In instances where an error should not be thrown, an empty `matrix` and `packages` list item can be used:

```yaml
- output_types: conda
  matrices:
    - matrix:
        cuda: "11.5"
        arch: x86_64
        py: "3.8"
      packages:
        - a_very_specific_115_x86_38_dep
    - matrix: # an empty matrix entry serves as a fallback if there are no other matrix matches
      packages:
```

Merged dependency lists are sorted and deduped.

## Additional CLI Notes

Invoking `rapids-dependency-file-generator` without any arguments is meant to be the default behavior for RAPIDS developers. It will generate all of the necessary dependency files as specified in the top-level `files` configuration.

However, there are CLI arguments that can augment the `files` configuration values before the files are generated.

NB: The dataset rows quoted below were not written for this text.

PR #1064, opened 2016-05-18
two fixes to ePrint IACR

real-or-random:


ePrint IACR.js
```diff
@@ -56,8 +59,7 @@ function scrape(doc, url) {
 	
 	newItem.date = year;
 	newItem.reportNumber = no;
-	//we want to use this later & make sure we don't make http--> https requests or vice versa. 
-	newItem.url = url.match(/^https?:\/\/[^\/]+/)[0] + "/" + year + "/" + no;
+	newItem.url = "https://eprint.iacr.org/" + year + "/" + no;
```
adam3smith: I still get regular http, e.g. at http://eprint.iacr.org/2005/033 -- please revert this.

ePrint IACR.js
```diff
@@ -36,8 +36,10 @@ function scrape(doc, url) {
 		var no   = reportNo[2];
 	}
 	var title = doc.evaluate(titleXPath, doc, null, XPathResult.ANY_TYPE, null).iterateNext().textContent;
+	title = compressSpaces(title);
```
adam3smith: We have `ZU.trimInternal(string)` for this. Don't write a custom function

real-or-random:
Should be better now.

Sorry, I had forgot that I use the HTTPS Everywhere plugin, which redirects automatically.

adam3smith:
thanks!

Consider the example when `output: none` is used:

```yaml
files:
  test:
    output: none
    includes:
      - test
```

The `test` file generated by the configuration above is useful for CI, but it might not make sense to necessarily commit those files to a repository. In such a scenario, the following CLI arguments can be used:

```sh
ENV_NAME="cudf_test"

rapids-dependency-file-generator \
  --file-key "test" \
  --output "conda" \
  --matrix "cuda=12.5;arch=$(arch)" > env.yaml
mamba env create --file env.yaml
mamba activate "$ENV_NAME"

# install cudf packages built in CI and test them in newly created environment...
```

The `--file-key` argument is passed the `test` key name from the `files` configuration. Additional flags are used to generate a single dependency file. When the CLI is used in this fashion, it will print to `stdout` instead of writing the resulting contents to the filesystem.

The `--file-key`, `--output`, and `--matrix` flags must be used together. `--matrix` may be an empty string if the file that should be generated does not depend on any specific matrix variations.

Where multiple values for the same key are passed to `--matrix`, e.g. `cuda_suffixed=true;cuda_suffixed=false`, only the last value will be used.

Where `--file-key` is supplied multiple times in the same invocation, the output printed to `stdout` will contain a union (without duplicates) of all of the corresponding dependencies. For example:

```shell
rapids-dependency-file-generator \
  --file-key "test" \
  --file-key "test_notebooks" \
  --output "conda" \
  --matrix "cuda=12.5;arch=$(arch)" > env.yaml
```

The `--prepend-channel` argument accepts additional channels to use, like `rapids-dependency-file-generator --prepend-channel my_channel --prepend-channel my_other_channel`.
If both `--output` and `--prepend-channel` are provided, the output format must be conda.
Prepending channels can be useful for adding local channels with packages to be tested in CI workflows.

Running `rapids-dependency-file-generator -h` will show the most up-to-date CLI arguments.